L’économiste de l’attention Tim Wu, dans The Attention Merchants (2016), décrit comment l’espace mental humain est devenu un terrain de compétition économique. L’émotion — notamment la peur et la tristesse — s’est révélée l’une des ressources les plus efficaces pour capter et retenir l’attention. Ce que Wu nomme la « marchandisation de l’attention » implique une logique d’escalade : si l’ordinaire ne suffit plus à capter le regard, il faut l’extraordinaire. Si l’extraordinaire s’est banalisé, il faut l’insupportable.
Cette mécanique d’escalade explique en partie pourquoi le true crime, les documentaires sur les génocides et les séries sur les tueurs en série constituent désormais un genre florissant sur toutes les plateformes. L’horreur calibrée, rendue digeste par la fiction ou le documentaire, produit une émotion forte sans risque réel. Elle permet de « ressentir » sans s’engager.

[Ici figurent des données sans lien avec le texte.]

PR #8184, opened 2020-09-22
Logo changes

craigbox:
[X] Docs

Add four logos, remove one at user request, and change the weighting of the About section.
(Requires cherrypicking for 1.6 please.)


frankbu:
On the customers page it says: `Here are just a few of the organizations we know are using Istio`. Does `just a few` sound a bit arrogant, given the list isn't small. Maybe `Here are some of the ...` would be better?

frankbu:
> (Requires cherrypicking for 1.6 please.)

 Why is it needed in the archive docs? Did you mean 1.7 (i.e., on istio.io)?

craigbox:
> > (Requires cherrypicking for 1.6 please.)
> 
> Why is it needed in the archive docs? Did you mean 1.7 (i.e., on istio.io)?

Erm, sorry. Yes, there's been a release since now and then. 😄

craigbox:
> On the customers page it says: `Here are just a few of the organizations we know are using Istio`. Does `just a few` sound a bit arrogant, given the list isn't small. Maybe `Here are some of the ...` would be better?

I think I changed it away from that wording in the last big upgrade, because it didn't sound as natural to me. This will be addressed in the larger update to happen so I'd recommend we leave it until then.

frankbu:
> so I'd recommend we leave it until then.

OK, but I would fix it soon. Unless there are another hundred or more customers that we know are using Istio, the `just a few of the organizations we know` part is an outright lie.

frankbu (approved):

PR #8193, opened 2020-09-23
[release-1.7] Cherry-pick #8184 for logo changes

craigbox:
[X] Docs

Manually cherry-pick #8184, fix failed automated attempt in #8185.


craigbox:
https://deploy-preview-8193--istio-staging.netlify.app/latest/about/community/customers/ spot-check LGTM

ericvn:
I admit I was expecting 3 files to be changed here, and not a lot of the .svg files. Do you know if the changes in files are those caused by the IMGBOT and it's shrinking of files?

craigbox:
Yes, after diffing the directories I saw that the files had been optimized.  Not 100% sure why, but it seemed a win to move them. I can skip this step if it's disruptive.

frankbu (approved):
I guess it's fine to replace the exiting images with the optimized ones, but I would have thought that the imagebot would/should have done that automatically. Maybe we are supposed to add the cherrypick label to imagebot PRs, but we haven't been doing that?

ericvn:
imagebot only runs agains master as far as I know.  I was always unsure of cherrypicking because as things diverge, the changes may or may not be correct for both versions.

ericvn:
And if the cherrypick fails, the imagebot isn't going to understand an issue being opened and assigned to it to do it manually.

PR #8224, opened 2020-09-29
More retries for flakes

ericvn:
Still seeing 4 of last 20 failing for the authorization/authz-ingress:
```
    script.go:111: script tasks_security_authorization_authz-ingress_test returned an error: exit status 1. Output:
        namespace/foo created
        serviceaccount/httpbin created
        service/httpbin created
        deployment.apps/httpbin created
        gateway.networking.istio.io/httpbin-gateway created
        virtualservice.networking.istio.io/httpbin created
        Waiting for deployment "httpbin" rollout to finish: 0 of 1 updated replicas are available...
        deployment "httpbin" successfully rolled out
        service/istio-ingressgateway patched
        authorizationpolicy.security.istio.io/ingress-policy created
        Duration: 0 seconds
        authorizationpolicy.security.istio.io/ingress-policy configured
        Duration: 0 seconds
        VERIFY FAILED snip_ipbased_allow_list_and_deny_list_4: received: "403", expected: "200"
```

[ ] Docs
[ ] Installation
[ ] Networking
[ ] Policies and Telemetry
[ ] Security
[ ] Test and Release
[ ] User Experience
[ ] Developer Infrastructure

### DIFF
--- a/content/en/docs/tasks/security/authorization/authz-ingress/test.sh
+++ b/content/en/docs/tasks/security/authorization/authz-ingress/test.sh
@@ -22,7 +22,7 @@ set -o pipefail
 # @setup profile=default
 
 # Set retries to a higher value because config update is slow.
-export VERIFY_RETRIES=10
+export VERIFY_RETRIES=15
 
 export CLIENT_IP
 


content/en/docs/tasks/security/authorization/authz-ingress/test.sh
```diff
@@ -22,7 +22,7 @@ set -o pipefail
 # @setup profile=default
 
 # Set retries to a higher value because config update is slow.
-export VERIFY_RETRIES=10
+export VERIFY_RETRIES=15
```
frankbu, line 25: This will take way too long to time out. With the exponential backoff, 15 retries will take about 8 hours before failing. 10 retries is about the longest I would ever go (about 17 mins).

ericvn: Well, the test bucket will fail at 60 mins, but maybe we can increase the retries by 1 or 2. Not sure if there is something else we can do that may get the config written so that the tests do pass.

frankbu: You could bump it to 11 (about 35 mins), but I doubt that waiting more than 17 mins will help. It should never need half an hour to propagate config. My guess is there must be some kind of timing bug where the config change gets missed in which case waiting won't help.

ericvn: Making this DNM for now. Maybe can figure out if there is something we can do to get the config written and may need doc updates, etc.

PR #8231, opened 2020-09-29
Update test ref to 1.7.3

ericvn:
[ ] Docs
[ ] Installation
[ ] Networking
[ ] Policies and Telemetry
[ ] Security
[ ] Test and Release
[ ] User Experience
[ ] Developer Infrastructure


ericvn:
Problem is that with the private build for the security fix, the normal images we get from grr.io/istio-testing for the commit aren't there. I tried to override the HUB and TAG with the actual release (seems to work for 1.6), but the installs done directly in the scripts don't pick up the env vars as the test created control planes do. Not sure if we want to update your tests to use them (maybe it's setting HUB and TAG when we build istioctl so things are built in) or maybe its a change in the private build process to also copy the images back to the public test repo.

frankbu:
> I tried to override the HUB and TAG with the actual release (seems to work for 1.6)

It's only working in 1.6 because we didn't have any tests that do install yet.

If we can't easily make the security images available in the usual place, I think we should just not update the test build for security releases, since those builds don't change anything that is likely to break docs.

frankbu (approved):

PR #8240, opened 2020-09-30
Create 404.html

adityakumar48:
[ ] Docs
[ ] Installation
[ ] Networking
[ ] Policies and Telemetry
[ ] Security
[ ] Test and Release
[ ] User Experience
[ ] Developer Infrastructure

### DIFF
--- a/404.html
+++ b/404.html
@@ -1,0 +1,13 @@
+---
+layout: base
+title: "404 - File Not Found"
+permalink: /404.html
+---
+<div class="row">
+  <div class="small-12 columns">
+     <h1>We could not Found that page</h1>
+     <article>
+     Please Check Your Link .
+     </article>
+  </div>
+</div>


frankbu:
@adityakumar48 Can you explain why this is needed? Where would it be used?

adityakumar48:
> @adityakumar48 Can you explain why this is needed? Where would it be used?

Dear Sir, because If any one mistake to go your wrong site  to  go and show to error 404 this page is not found then they to know its wrong then they are write our correct address

frankbu:
@adityakumar48 But isn't this already handled? For example, if I access a missing page in my browser: https://preliminary.istio.io/latest/docs/setup/getting-startd/, it displays a nice html page with message `We're sorry, the page you requested cannot be found`

adityakumar48:
> @adityakumar48 But isn't this already handled? For example, if I access a missing page in my browser: https://preliminary.istio.io/latest/docs/setup/getting-startd/, it displays a nice html page with message `We're sorry, the page you requested cannot be found`

Ok Sir

ericvn:
Marking as spam from Hacktoberfest and closing.

Issue #8245, opened 2020-10-01
Add health check using TCP socket


shamsher31:
Ref: https://preliminary.istio.io/latest/docs/ops/configuration/mesh/app-health-check/

Other than `command` and `HTTP` probes, Kubernetes also provide health checks using a TCP socket.

PR #8246, opened 2020-10-01
Add health check using TCP socket

shamsher31:
To fix https://github.com/istio/istio.io/issues/8245

```
$ kubectl get pods
NAME                             READY   STATUS    RESTARTS   AGE
liveness-http-86c7cc8f45-s4h7m   1/1     Running   0          2m
liveness-tcp-59f6d56f7-69f7k     1/1     Running   0          2m3s
```
Using the HTTP probe
```
$ kubectl describe pod liveness-http-86c7cc8f45-s4h7m
...
Liveness:       http-get http://:8001/foo delay=5s timeout=1s period=5s #success=1 #failure=3
```

Using TCP probe
```
$ kubectl describe pod liveness-tcp-59f6d56f7-69f7k
...
Liveness:       tcp-socket :8001 delay=5s timeout=1s period=5s #success=1 #failure=3
```

### DIFF
--- a/content/en/docs/ops/configuration/mesh/app-health-check/index.md
+++ b/content/en/docs/ops/configuration/mesh/app-health-check/index.md
@@ -17,8 +17,9 @@ test: yes
 [Kubernetes liveness and readiness probes](https://kubernetes.io/docs/tasks/configure-pod-container/configure-liveness-readiness-probes/)
 describes several ways to configure liveness and readiness probes including:
 
-1. Command
-1. HTTP request
+1. [Command](https://kubernetes.io/docs/tasks/configure-pod-container/configure-liveness-readiness-startup-probes/#define-a-liveness-command)
+1. [HTTP request](https://kubernetes.io/docs/tasks/configure-pod-container/configure-liveness-readiness-startup-probes/#define-a-liveness-http-request)
+1. [TCP Probes](https://kubernetes.io/docs/tasks/configure-pod-container/configure-liveness-readiness-startup-probes/#define-a-tcp-liveness-probe)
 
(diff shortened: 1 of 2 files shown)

Éthique de la forme : une responsabilité collective
Représenter le tragique n’est pas un mal en soi. L’art, la littérature, le cinéma ont toujours travaillé sur la mort, la douleur, la perte — et cette traversée peut produire de la connaissance, de l’empathie, voire de la catharsis. Ce qui pose désormais question, c’est l’éthique de la forme, les conditions dans lesquelles la représentation s’effectue, ce qu’elle donne à voir et à qui elle profite.

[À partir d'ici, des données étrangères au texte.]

PR #8248, opened 2020-10-01
Fixes for multicluster install doc

nmittler:
[x] Docs
[ ] Installation
[ ] Networking
[ ] Policies and Telemetry
[ ] Security
[ ] Test and Release
[ ] User Experience
[ ] Developer Infrastructure

### DIFF
--- a/content/en/docs/setup/install/multicluster/index.md
+++ b/content/en/docs/setup/install/multicluster/index.md
@@ -130,7 +130,7 @@ spec:
           - registryServiceName: istio-eastwestgateway.istio-system.svc.cluster.local
             port: 15443
 EOF
-$ istioctl install --context=${CTX_CLUSTER1} -f cluster1.yaml
+$ istioctl install --context=${CTX_CLUSTER1} --skip-confirmation -f cluster1.yaml
 {{< /text >}}
 
 <h3>Configure CLUSTER2 as a primary</h3>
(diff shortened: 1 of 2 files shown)


ericvn (commented):
LGTM. Need to fix the lint error. I'll also let @frankbu weigh in on wether we want the `--skip-confirmation`. I know there was discussion earlier about having it only on select pages, like Getting Started. From a test standpoint for the other pages, we just do an echo y into the snippet.

content/en/docs/setup/install/multicluster/index.md
```diff
@@ -130,7 +130,7 @@ spec:
           - registryServiceName: istio-eastwestgateway.istio-system.svc.cluster.local
             port: 15443
 EOF
-$ istioctl install --context=${CTX_CLUSTER1} -f cluster1.yaml
+$ istioctl install --context=${CTX_CLUSTER1} --skip-confirmation -f cluster1.yaml
```
frankbu, line 133: We should only add `--skip-confirmation` if we really think confirming in this task is unnecessary. If it's only to avoid it in the doc test, we should instead just pipe the input in the test, for example:
```
echo y | snip_install_istio_1
```
Also, in places where we do want to skip confirmation for simplicity, we have been trying not to highlight the fact by just adding the short version of the option at the end of the command:
```
$ istioctl install --context=${CTX_CLUSTER1} -f cluster1.yaml -y
```

ericvn: Thanks Frank. All that makes sense.

nmittler:
@frankbu PTAL

frankbu (approved):

PR #1238, opened 2020-10-10
fix: refactored insertion and heap sort

Groctel:
#### Description of Change

I've refactored the code in the insertion and heap sort to clean them and have them be better self-documented

#### Checklist

Notes: 

Ask away if you require further changes!

<a href="https://gitpod.io/#https://github.com/TheAlgorithms/C-Plus-Plus/pull/1238"></a>

### DIFF
--- a/sorting/heap_sort.cpp
+++ b/sorting/heap_sort.cpp
@@ -35,8 +35,9 @@
  */
 template <typename T>
 void printArray(T *arr, unsigned size) {
-    for (unsigned i = 0; i < size; i++)
+    for (unsigned i = 0; i < size; i++) {
         std::cout << arr[i] << " ";
+    }
 
     std::cout << std::endl;
 }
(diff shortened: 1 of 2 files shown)


sorting/heap_sort.cpp
```diff
@@ -30,13 +30,16 @@
...
  * @param arr array to be printed
- * @param sz size of array
+ * @param size size of array
  *
  */
 template <typename T>
-void printArray(T *arr, int sz) {
-    for (int i = 0; i < sz; i++) std::cout << arr[i] << "  ";
-    std::cout << "\n";
+void printArray(T *arr, unsigned size) {
```
kvedala, line 37: as long as you are doing the refactoring, it might be better to do it correctly. the correct data type for size of an array and position in an array is not `unsigned` but rather `uint32_t`.

Groctel:
TIL about that specific data type. Thanks! I've fixed it in both files. Also, the style checks fail for barebones arrays and don't let the compile checks start. Shouldn't that be the other way around? :thinking:

kvedala:
> TIL about that specific data type. Thanks! I've fixed it in both files. Also, the style checks fail for barebones arrays and don't let the compile checks start. Shouldn't that be the other way around? 🤔

The workaround would be to use either `std::array` or `std::vector`. There are many codes in the repo using this approach.
[using `std::array`](https://github.com/TheAlgorithms/C-Plus-Plus/blob/master/sorting/gnome_sort.cpp)
[using `std::vector`](https://github.com/TheAlgorithms/C-Plus-Plus/blob/master/sorting/pancake_sort.cpp)

PR #1260, opened 2020-10-12
remove some bad practice 

x0rld:
there is lot of files with `using namespace std;` who is a bad practice 
I replace the \n by std::endl for better practice
I replace the NULL by nullptr cause it's a C usage not c++

<a href="https://gitpod.io/#https://github.com/TheAlgorithms/C-Plus-Plus/pull/1260"></a>


xgupta:
@x0rld  best approach is to fix and send pull request for one file at a time. means nine separate pull requests for each file.

x0rld:
ok i close this one

PR #1263, opened 2020-10-12
remove using namespace std;

x0rld:
using namespace std is a bad pratice.

<a href="https://gitpod.io/#https://github.com/TheAlgorithms/C-Plus-Plus/pull/1263"></a>

### DIFF
--- a/operations_on_datastructures/array_left_rotation.cpp
+++ b/operations_on_datastructures/array_left_rotation.cpp
@@ -1,4 +1,6 @@
 #include <iostream>
+#include <vector>
+
 int main() {
     int n, k;
     std::cout << "Enter size of array=\t";
@@ -7,8 +9,10 @@ int main() {
     std::cin >> k;
     std::vector<int> a;
     std::cout << "Enter  elements of array=\t";
+    int value;
     for (int i = 0; i < n; i++) {
-        std::cin >> a[i];
+        std::cin >> value;
+        a.push_back(value);
     }
     int temp = 0;
     for (int i = 0; i < k; i++) {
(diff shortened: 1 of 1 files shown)


xgupta:
Use std::vector instead of VLA to pass the clang-tidy errors. 
For example replace int n[] to std::vector<int> n;

x0rld:
I will continue later

operations_on_datastructures/array_left_rotation.cpp
```diff
@@ -22,9 +25,9 @@ int main() {
             }
         }
     }
-    cout << "Your rotated array is=\t";
+    std::cout << "Your rotated array is=\t";
     for (int j = 0; j < n; j++) {
-        cout << a[j] << " ";
+        std::cout << a[j] << " ";
     }
     getchar();
```
kvedala, line 32:
```suggestion
```

kvedala (changes requested):
thank you for your contribution

kvedala:
This folder and the code therein is not making much sense to me for this repo. @Panquesito7 @fhlasek @ayaankhan98  thoughts?

fhlasek:
@kvedala I agree with you. On top of it, the code is of such a low quality that I don't think it carries much value. Rather than trying to refactor, I'd suggest to deprecate it and let the community recreate whatever valuable algorithms there might have been following the improved guidelines and best coding practices.

kvedala:
@x0rld Thank you for your contribution. However, the admins find that this folder and the code therein is rudimentary and will need to be either removed altogether or salvaged in to one of the other folders in a more refined code. 

We more than welcome you to contribute in the latter 😄

Issue #1309, opened 2020-10-17
Algorithm to find number of inversions in an array


lordinkavu:
An algorithm to find how many inversions are required to make an array sorted. This would give an idea on the degree to which the algorithm is already sorted.

danglingP0inter:
Can you assign this issue to me?

Ganesh-Agarwal-25:
please assign this to me

aashigupta19:
Sir can you please assign this to me. We are a team of 11 members doing this project as part of our college(LNMIIT) curriculum,  so we'll be completing this project within 4 weeks.

Panquesito7:
> please assign this to me

Please read the [contributing guidelines](https://github.com/TheAlgorithms/C-Plus-Plus/blob/master/CONTRIBUTING.md#contributor): do **not** ask to be
assigned, instead, submit a PR and maintainers will review it. 🙂

tejasdeore7:
@Panquesito7 I have solved this issue. Please review my PR.

PR #1407, opened 2020-10-28
Fix of issue #1309

tejas702:
Approach :
Traverse through the array and for every index find the number of smaller elements on its right side of the array. This can be done using a nested loop. Sum up the counts for all index in the array and print the sum.
Algorithm : 
    Traverse through the array from start to end
    For every element find the count of elements smaller than the current number upto that index using another loop.
    Sum up the count of inversion for every index.
    Print the count of inversions.

    Complexity Analysis: 
        Time Complexity: O(n^2), Two nested loops are needed to traverse the array from start to end so the Time complexity is O(n^2)
        Space Complexity:O(1), No extra space is required.

<a href="https://gitpod.io/#https://github.com/TheAlgorithms/C-Plus-Plus/pull/1407"></a>

### DIFF
--- a/sorting/inversions.cpp
+++ b/sorting/inversions.cpp
@@ -2,9 +2,8 @@
 // in an array
 #include <iostream>
 #include <vector>
-using namespace std;
 
-int getInvCount(vector<int>& arr, int n)
+int getInvCount(const std::vector<int>& arr, const int& n)
 {
 	int inv_count = 0;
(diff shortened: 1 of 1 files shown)


Panquesito7 (changes requested):
Code is not up to the [repository standards](https://github.com/TheAlgorithms/C-Plus-Plus/blob/master/CONTRIBUTING.md).
Please read them **carefully** and **follow them**.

Plusieurs critères permettent de distinguer une représentation qui honore le tragique d’une mise en spectacle qui l’instrumentalise.
- Le consentement des personnes concernées — victimes, survivants, familles — est le premier d’entre eux, comme l’a illustré la polémique Dahmer.
- La présence d’une intention critique lisible, qui ne soit pas un simple alibi, en est un autre.
- La conscience du contexte de réception — où est diffusée l’œuvre, dans quel espace, avec quel public ? — en est un troisième.
Nous sommes tous, en tant que spectateurs, parties prenantes de cette économie de l’émotion. Regarder n’est plus un acte neutre. Il engage une responsabilité — celle de savoir pourquoi on regarde, ce qu’on cherche dans ce qui nous est montré, et si ce que nous regardons sert à comprendre ou simplement à consommer. La douleur des autres n’est pas un contenu comme un autre. Elle mérite, au minimum, qu’on lui pose la question de sa mise en scène.